I'm basically just very interested in what gel they are using for their top light, or is just one gel? I think it may be a light purple gel with an open white lantern not sure of the gel number though.


----------



## AlexD (Nov 16, 2011)

Ohhh! i didn't see we had a question of the day forum, what a good idea


----------



## mstaylor (Nov 16, 2011)

Does the video show the lights at all? I would never hazard a guess from it hitting her hair. I watched seven minutes of very slow, very static video and turned it off. I had no interest in watching 21 minutes and still have no clue.


----------



## AlexD (Nov 16, 2011)

ye thats pretty much the only view you get  i just love the music so much  though mind you about halfway though it dose artistically shake


----------



## mstaylor (Nov 16, 2011)

I don't have a problem with the music but I just didn't want to invest 21 minutes into it.


----------



## CBR372 (Nov 17, 2011)

I would vote LED. It has that slightly less then awesome CRI and the pink (oh I mean minus-green) shift to it that a lot of LED's have.


----------



## jglodeklights (Nov 17, 2011)

Almost impossible to say exact gel or Color Mix from an internet video. Reminiscent of overexposed video with Gam 925. Light quality appears to be similar to a Mac 101. Soft but confined beam with high level of intensity and brilliant and but somehow mired color.


----------



## derekleffew (Nov 17, 2011)

{off topic}

jglodeklights said:


> ...but somehow mired color.


Does anyone else find it humorous when our wiki'bot makes a joke? 

{/off topic}


----------



## jglodeklights (Nov 17, 2011)

Yes, especially since I was calling their color brilliant, due to saturation, but always somewhat muddy, as per the actual definition of mire, and not referring to the shifting of color balance.
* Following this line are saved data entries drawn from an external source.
PR #521, opened 2018-08-27
Add ynh_check_app_version_changed

maniackcrudelis:
## The problem

During the upgrade of an app, the app itself and the package are always upgraded, even if no upgrade is really needed.

## Solution

- Add the new helper ynh_check_app_version_changed to check the version before an upgrade
- Add also the helpers ynh_read_manifest, ynh_app_upstream_version and ynh_app_package_version.
- These previous helper have been modified (from the experimental version) to support getopts
- ynh_check_app_version_changed has been modified to use ynh_app_upstream_version

## PR Status

Ready to be reviewed

## How to test

Use `ynh_check_app_version_changed` in a package.

## Validation

- [ ] Quick review 0/1 : 
- [ ] Simple test 0/1 : 
- [ ] Deep review 0/1 :

### DIFF
--- a/data/helpers.d/system
+++ b/data/helpers.d/system
@@ -126,7 +126,7 @@ ynh_app_package_version () {
 # To force an upgrade, even if the package is up to date,
 # you have to set the variable YNH_FORCE_UPGRADE before.
 # example: sudo YNH_FORCE_UPGRADE=1 yunohost app upgrade MyApp
-
+#
 # usage: ynh_check_app_version_changed
 ynh_check_app_version_changed () {
   local force_upgrade=${YNH_FORCE_UPGRADE:-0}
--- a/data/helpers.d/system
+++ b/data/helpers.d/system
@@ -67,6 +67,11 @@ ynh_read_manifest () {
 	# Manage arguments with getopts
 	ynh_handle_getopts_args "$@"
 
+	if [ ! -e "$manifest" ]; then
+		# If the manifest isn't found, try the common place for backup and restore script.
+		manifest="../settings/manifest.json"
+	fi
+
 	jq ".$manifest_key" "$manifest" --raw-output
 }
 
@@ -85,9 +90,6 @@ ynh_app_upstream_version () {
     ynh_handle_getopts_args "$@"
 
     manifest="${manifest:-../manifest.json}"
-    if [ ! -e "$manifest" ]; then
-        manifest="../settings/manifest.json"	# Into the restore script, the manifest is not at the same place
-    fi
     version_key=$(ynh_read_manifest --manifest="$manifest" --manifest_key="version")
     echo "${version_key/~ynh*/}"
 }
@@ -107,9 +109,6 @@ ynh_app_package_version () {
     ynh_handle_getopts_args "$@"
 
     manifest="${manifest:-../manifest.json}"
-    if [ ! -e "$manifest" ]; then
-        manifest="../settings/manifest.json"	# Into the restore script, the manifest is not at the same place
-    fi
     version_key=$(ynh_read_manifest --manifest="$manifest" --manifest_key="version")
     echo "${version_key/*~ynh/}"
 }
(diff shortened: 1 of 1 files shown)


data/helpers.d/system
```diff
@@ -53,3 +53,108 @@ ynh_abort_if_errors () {
...
+# | arg: -k, --key= - Name of the key to find
+ynh_read_manifest () {
+	# Declare an array to define the options of this helper.
+        declare -Ar args_array=( [m]=manifest= [k]=manifest_key= )
+        local manifest
+        local manifest_key
+	# Manage arguments with getopts
+	ynh_handle_getopts_args "$@"
+
+	python3 -c "import sys, json;print(json.load(open('$manifest', encoding='utf-8'))['$manifest_key'])"
```
Psycojoker: We should probably just bundle [jq](https://stedolan.github.io/jq/) with YunoHost, that would make things easier (quite minor difference I know).

It's packaged into debian.

Psycojoker: Other comment: do we have a guarantee that python THREE is installed? We don't use it in YunoHost I think :thinking:

maniackcrudelis: I've no idea...
This helper isn't from me. I'd rather prefer a good old "grep | cut" which is faster than that.
But, this helper is already used by some apps, and it seems to work fine so far.

Josue-T: Mybe jq could also fix definitely any problem about encoding. I rememberer I had some problem about encoding in synapse (this problem is solved by `encoding='utf-8'`) and it's why I decided to use python3 which has a better support of encoding.

Psycojoker: jq is now a dependacy of yunohost if you wish to uses it https://github.com/YunoHost/yunohost/pull/532

maniackcrudelis:
@YunoHost/apps

maniackcrudelis:
So... that's wonderful that we now have jq. But this wonderful app crash with a laconic `jq: error: manifest/0 is not defined at <top-level>, line 1`
The doc is helpful when you want to understand how this is supposed to be used.
And trying to find any explanations elsewhere is equally useless...

So ! What do we do with that ?
Should we try to have a helpful helper working and try to find a way later to optimize it ?
Or should we wait several more month before finally take the easy and working way of a simple `grep | cut` ?

alexAubin:
Eh o.O

Not sure to understand what's happening : are you referring to an app in particular ?

maniackcrudelis:
No, the situation is that we have many apps that use this helper, or should.
But this helper isn't merged because of this python line. jq is not well documented nor easy to use.

So I'm quite upset that we have to find a complicated work around to a simple solution.

alexAubin:
Sooo, idk, did some search (not so obvious to find clear doc, agreed)

Anyway, I think just `jq ".version" manifest.json` does the job ?

maniackcrudelis:
So... now this helper use jq instead of python.
Don't know if it's really going to work for any key in the manifest, but it works for version. So far that's all we need.

maniackcrudelis:
Bump

@YunoHost/apps

data/helpers.d/system
```diff
@@ -53,3 +53,108 @@ ynh_abort_if_errors () {
...
+ynh_app_package_version () {
+    declare -Ar args_array=( [m]=manifest= )
+    local manifest
+    # Manage arguments with getopts
+    ynh_handle_getopts_args "$@"
+
+    manifest="${manifest:-../manifest.json}"
+    if [ ! -e "$manifest" ]; then
+        manifest="../settings/manifest.json"	# Into the restore script, the manifest is not at the same place
+    fi
```
alexAubin: I guess the whole thing works, but couldn't we factorize those 4 lines in the `ynh_read_manifest` helper ?

maniackcrudelis: Yep, indeed, I guess we could consider that this will be the same problem for every helper that would use that helper.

Blue looks deep and brilliant, but somehow is just somewhat off. Etc. etc.


----------



## chausman (Nov 17, 2011)

While of course it would be very hard to tell the gel number form just her hair, but I'll take a guess. To me, it looks like something similar to Rosco_lux_ 47 from the top, and a NC spot from the front. Thats my guess. (I really like 47...)


----------



## AlexD (Nov 17, 2011)

chausman said:


> (I really like 47...)


 
Thats really the main reason I asked this.


----------



## shiben (Nov 18, 2011)

AlexD said:


> Thats really the main reason I asked this.


 
Try using Apollo Submissive Lavender with a R119 frontlight. Its a staple of mine. However, the light in the movie does look like an LED source.


----------